-- Supplied information --
● ● ● ● ● ● ●

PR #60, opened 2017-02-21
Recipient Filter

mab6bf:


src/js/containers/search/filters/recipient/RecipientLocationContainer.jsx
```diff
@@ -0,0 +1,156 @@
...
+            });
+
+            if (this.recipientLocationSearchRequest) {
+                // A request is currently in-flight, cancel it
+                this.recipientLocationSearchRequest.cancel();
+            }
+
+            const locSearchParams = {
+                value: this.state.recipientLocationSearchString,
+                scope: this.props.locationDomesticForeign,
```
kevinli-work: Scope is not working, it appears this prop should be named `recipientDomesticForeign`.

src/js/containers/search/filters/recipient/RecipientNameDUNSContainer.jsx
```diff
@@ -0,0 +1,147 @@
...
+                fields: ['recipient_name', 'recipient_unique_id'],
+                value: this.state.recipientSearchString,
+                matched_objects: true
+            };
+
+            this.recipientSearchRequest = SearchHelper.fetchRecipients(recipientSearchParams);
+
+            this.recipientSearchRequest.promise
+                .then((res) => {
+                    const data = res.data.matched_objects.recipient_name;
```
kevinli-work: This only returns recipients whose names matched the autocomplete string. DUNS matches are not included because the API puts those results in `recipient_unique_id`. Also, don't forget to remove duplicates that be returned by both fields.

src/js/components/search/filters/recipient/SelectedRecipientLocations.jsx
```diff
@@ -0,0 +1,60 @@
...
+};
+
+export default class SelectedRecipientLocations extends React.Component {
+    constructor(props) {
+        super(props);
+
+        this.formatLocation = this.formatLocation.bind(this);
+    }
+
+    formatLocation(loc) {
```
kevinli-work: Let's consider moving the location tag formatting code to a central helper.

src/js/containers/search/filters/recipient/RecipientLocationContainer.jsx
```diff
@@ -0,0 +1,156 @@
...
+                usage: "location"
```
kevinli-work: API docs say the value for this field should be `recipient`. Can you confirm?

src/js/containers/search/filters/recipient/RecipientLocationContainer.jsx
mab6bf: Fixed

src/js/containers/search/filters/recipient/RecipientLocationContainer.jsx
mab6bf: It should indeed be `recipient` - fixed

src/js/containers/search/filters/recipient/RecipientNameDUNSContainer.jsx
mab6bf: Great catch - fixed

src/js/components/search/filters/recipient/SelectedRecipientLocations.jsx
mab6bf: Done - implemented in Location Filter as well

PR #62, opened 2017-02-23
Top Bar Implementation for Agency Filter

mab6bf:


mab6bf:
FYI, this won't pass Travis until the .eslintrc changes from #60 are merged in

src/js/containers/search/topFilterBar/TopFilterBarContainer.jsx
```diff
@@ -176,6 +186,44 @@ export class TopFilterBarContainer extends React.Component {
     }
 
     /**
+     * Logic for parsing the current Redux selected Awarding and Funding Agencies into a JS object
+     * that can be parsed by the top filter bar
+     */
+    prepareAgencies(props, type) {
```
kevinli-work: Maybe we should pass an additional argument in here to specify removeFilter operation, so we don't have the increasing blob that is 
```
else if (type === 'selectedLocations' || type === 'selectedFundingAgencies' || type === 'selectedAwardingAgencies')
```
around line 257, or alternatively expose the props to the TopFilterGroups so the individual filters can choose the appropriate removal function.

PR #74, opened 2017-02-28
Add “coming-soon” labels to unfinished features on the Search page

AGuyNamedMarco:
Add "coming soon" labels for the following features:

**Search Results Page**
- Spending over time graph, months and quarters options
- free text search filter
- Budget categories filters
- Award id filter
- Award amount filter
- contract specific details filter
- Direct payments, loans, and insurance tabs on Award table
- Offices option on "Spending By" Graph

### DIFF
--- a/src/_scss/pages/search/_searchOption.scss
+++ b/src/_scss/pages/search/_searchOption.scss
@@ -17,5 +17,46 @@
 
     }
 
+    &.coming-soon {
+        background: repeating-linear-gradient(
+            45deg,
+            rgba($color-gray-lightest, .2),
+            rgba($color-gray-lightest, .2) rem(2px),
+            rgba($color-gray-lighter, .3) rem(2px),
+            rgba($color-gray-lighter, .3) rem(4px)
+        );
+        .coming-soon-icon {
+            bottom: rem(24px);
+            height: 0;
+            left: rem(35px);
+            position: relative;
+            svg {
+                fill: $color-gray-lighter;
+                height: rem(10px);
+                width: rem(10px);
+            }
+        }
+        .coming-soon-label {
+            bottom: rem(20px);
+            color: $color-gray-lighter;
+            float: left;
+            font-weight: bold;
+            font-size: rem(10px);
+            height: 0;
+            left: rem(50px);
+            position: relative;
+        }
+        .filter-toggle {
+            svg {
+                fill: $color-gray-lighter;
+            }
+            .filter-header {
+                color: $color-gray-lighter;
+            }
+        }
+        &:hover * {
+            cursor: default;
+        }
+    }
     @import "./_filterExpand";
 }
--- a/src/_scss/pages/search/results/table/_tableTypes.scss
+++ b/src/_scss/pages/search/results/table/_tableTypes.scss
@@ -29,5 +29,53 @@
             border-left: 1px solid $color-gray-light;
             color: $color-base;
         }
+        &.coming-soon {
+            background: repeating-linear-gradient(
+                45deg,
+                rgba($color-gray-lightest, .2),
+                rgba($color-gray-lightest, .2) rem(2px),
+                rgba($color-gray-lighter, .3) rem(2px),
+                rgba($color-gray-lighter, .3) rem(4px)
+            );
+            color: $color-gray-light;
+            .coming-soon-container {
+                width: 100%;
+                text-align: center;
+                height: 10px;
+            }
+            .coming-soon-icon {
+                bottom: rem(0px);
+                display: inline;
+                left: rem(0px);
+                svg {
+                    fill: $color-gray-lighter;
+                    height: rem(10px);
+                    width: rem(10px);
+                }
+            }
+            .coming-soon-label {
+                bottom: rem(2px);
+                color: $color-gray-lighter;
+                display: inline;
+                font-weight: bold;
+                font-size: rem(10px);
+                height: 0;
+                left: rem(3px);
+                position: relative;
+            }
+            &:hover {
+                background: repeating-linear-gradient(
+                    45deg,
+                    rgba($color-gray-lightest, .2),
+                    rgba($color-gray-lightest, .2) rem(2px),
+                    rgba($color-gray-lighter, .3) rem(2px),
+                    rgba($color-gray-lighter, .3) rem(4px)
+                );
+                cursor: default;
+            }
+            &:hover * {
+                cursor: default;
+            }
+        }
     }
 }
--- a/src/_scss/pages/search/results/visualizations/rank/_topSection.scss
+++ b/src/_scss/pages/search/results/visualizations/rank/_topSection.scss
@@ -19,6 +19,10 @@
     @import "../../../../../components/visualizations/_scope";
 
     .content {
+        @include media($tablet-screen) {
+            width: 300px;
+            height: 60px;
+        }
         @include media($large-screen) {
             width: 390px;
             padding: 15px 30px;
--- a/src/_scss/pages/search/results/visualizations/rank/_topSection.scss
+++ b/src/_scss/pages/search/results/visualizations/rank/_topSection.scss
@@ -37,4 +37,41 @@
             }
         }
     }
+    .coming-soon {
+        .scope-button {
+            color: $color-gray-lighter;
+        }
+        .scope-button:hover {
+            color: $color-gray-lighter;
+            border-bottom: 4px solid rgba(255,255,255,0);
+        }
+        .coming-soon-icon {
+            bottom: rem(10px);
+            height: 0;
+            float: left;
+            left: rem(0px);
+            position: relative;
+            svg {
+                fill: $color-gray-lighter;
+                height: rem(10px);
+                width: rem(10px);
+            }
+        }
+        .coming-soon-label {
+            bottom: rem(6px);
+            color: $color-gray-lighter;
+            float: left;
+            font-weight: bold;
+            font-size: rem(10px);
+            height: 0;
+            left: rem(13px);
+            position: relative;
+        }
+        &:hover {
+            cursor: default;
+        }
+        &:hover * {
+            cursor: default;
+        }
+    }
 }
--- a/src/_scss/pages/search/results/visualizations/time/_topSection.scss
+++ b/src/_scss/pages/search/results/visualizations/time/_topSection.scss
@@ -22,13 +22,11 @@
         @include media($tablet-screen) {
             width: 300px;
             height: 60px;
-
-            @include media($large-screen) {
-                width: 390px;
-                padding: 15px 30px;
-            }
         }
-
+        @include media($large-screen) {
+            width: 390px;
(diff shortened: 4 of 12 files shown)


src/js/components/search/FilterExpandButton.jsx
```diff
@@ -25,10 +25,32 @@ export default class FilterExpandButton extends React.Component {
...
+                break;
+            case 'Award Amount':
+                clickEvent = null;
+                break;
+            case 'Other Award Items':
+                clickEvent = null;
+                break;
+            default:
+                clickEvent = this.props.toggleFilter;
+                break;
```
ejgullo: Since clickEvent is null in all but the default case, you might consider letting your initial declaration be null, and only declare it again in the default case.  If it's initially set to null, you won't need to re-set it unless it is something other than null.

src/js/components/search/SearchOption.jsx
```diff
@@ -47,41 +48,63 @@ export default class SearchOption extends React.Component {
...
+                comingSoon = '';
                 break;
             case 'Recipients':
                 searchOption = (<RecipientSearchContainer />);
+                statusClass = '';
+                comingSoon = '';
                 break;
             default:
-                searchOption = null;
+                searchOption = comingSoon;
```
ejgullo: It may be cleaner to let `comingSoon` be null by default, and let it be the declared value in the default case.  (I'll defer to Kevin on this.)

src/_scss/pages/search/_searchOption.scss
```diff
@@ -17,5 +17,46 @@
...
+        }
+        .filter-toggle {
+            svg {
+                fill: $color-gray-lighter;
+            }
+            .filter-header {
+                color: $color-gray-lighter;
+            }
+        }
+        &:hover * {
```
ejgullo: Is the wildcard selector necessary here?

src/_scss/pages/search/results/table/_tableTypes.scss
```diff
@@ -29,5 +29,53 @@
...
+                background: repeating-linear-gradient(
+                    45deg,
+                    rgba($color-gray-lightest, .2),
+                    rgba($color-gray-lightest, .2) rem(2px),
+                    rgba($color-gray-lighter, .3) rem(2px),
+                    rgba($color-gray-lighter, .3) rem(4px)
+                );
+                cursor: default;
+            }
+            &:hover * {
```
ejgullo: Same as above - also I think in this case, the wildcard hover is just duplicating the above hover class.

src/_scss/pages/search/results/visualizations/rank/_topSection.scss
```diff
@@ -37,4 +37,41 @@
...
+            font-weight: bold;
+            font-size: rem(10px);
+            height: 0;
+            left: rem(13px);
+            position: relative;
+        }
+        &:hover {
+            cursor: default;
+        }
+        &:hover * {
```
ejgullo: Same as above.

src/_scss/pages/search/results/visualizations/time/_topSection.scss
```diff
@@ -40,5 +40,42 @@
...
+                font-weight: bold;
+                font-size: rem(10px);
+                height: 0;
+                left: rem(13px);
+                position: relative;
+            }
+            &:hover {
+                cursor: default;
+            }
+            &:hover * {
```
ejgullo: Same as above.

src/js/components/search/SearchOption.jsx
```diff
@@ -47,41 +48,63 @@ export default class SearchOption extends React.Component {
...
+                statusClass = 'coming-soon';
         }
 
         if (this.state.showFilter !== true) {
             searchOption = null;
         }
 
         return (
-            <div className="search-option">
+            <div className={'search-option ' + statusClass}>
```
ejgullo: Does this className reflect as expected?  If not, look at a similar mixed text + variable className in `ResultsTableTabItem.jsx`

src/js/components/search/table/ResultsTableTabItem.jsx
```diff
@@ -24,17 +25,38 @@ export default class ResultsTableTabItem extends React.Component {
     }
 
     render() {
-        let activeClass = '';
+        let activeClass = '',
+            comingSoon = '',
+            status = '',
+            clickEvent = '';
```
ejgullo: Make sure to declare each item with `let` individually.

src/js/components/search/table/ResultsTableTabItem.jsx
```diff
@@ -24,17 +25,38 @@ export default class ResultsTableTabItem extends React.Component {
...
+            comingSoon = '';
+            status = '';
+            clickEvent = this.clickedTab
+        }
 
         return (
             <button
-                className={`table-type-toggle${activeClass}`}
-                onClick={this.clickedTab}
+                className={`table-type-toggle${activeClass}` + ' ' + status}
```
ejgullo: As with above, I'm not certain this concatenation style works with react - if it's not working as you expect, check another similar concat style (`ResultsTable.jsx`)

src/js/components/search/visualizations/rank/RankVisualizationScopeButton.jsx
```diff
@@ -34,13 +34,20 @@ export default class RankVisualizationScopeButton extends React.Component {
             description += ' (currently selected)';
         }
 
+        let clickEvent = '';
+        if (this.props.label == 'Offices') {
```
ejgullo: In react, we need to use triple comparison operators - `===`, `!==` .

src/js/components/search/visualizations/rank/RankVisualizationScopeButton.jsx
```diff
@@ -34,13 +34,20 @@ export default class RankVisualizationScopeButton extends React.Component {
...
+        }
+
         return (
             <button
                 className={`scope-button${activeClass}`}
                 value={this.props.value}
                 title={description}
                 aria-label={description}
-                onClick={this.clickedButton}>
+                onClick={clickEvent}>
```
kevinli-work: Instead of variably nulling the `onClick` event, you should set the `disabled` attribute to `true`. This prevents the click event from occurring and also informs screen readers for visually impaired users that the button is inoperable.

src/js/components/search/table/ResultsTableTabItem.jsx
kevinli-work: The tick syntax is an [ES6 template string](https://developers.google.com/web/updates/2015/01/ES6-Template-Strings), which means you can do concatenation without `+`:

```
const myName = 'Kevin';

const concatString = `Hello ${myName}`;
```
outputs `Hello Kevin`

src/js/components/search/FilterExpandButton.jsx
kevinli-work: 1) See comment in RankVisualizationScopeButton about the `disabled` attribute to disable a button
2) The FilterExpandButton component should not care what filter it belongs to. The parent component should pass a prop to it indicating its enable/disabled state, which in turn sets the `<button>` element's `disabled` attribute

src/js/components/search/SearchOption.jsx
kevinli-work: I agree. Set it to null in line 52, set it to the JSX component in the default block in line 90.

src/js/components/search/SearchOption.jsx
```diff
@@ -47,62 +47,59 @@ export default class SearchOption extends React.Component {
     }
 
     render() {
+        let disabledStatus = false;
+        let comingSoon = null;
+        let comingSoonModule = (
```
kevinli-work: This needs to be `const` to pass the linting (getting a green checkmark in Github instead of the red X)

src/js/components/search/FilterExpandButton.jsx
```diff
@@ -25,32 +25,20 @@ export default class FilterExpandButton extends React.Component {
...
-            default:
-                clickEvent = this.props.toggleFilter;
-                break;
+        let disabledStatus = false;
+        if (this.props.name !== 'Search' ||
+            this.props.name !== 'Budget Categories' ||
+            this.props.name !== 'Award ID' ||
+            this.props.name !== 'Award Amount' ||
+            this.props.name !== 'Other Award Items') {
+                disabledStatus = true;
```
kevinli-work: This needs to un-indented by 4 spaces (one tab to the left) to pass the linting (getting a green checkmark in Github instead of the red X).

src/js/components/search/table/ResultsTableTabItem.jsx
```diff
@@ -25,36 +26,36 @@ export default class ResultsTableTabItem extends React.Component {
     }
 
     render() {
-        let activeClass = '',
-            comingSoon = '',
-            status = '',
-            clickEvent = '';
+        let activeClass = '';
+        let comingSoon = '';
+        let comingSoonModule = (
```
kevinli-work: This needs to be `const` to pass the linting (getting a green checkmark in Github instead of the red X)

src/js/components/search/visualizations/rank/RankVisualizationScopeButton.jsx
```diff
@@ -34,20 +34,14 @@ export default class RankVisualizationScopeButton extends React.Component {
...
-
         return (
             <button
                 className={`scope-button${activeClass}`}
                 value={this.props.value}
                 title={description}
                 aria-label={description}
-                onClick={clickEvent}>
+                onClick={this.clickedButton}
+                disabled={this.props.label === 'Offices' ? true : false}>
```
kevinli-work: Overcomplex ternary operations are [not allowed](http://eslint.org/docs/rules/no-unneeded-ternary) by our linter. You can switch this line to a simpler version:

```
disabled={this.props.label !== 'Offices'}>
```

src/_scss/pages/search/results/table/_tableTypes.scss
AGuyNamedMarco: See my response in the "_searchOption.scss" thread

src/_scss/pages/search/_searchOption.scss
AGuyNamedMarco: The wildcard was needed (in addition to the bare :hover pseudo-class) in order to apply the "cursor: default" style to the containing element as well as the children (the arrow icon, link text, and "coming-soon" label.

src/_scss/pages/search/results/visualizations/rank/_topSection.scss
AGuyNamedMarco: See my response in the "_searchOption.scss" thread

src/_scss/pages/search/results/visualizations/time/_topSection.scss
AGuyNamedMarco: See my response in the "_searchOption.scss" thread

● ● ● ● ● ● ●

-- Work order --
Search the entries for the word "well" and gather every line where it appears.

-- Solution --
mab6bf: Done - implemented in Location Filter as well
AGuyNamedMarco: The wildcard was needed (in addition to the bare :hover pseudo-class) in order to apply the "cursor: default" style to the containing element as well as the children (the arrow icon, link text, and "coming-soon" label.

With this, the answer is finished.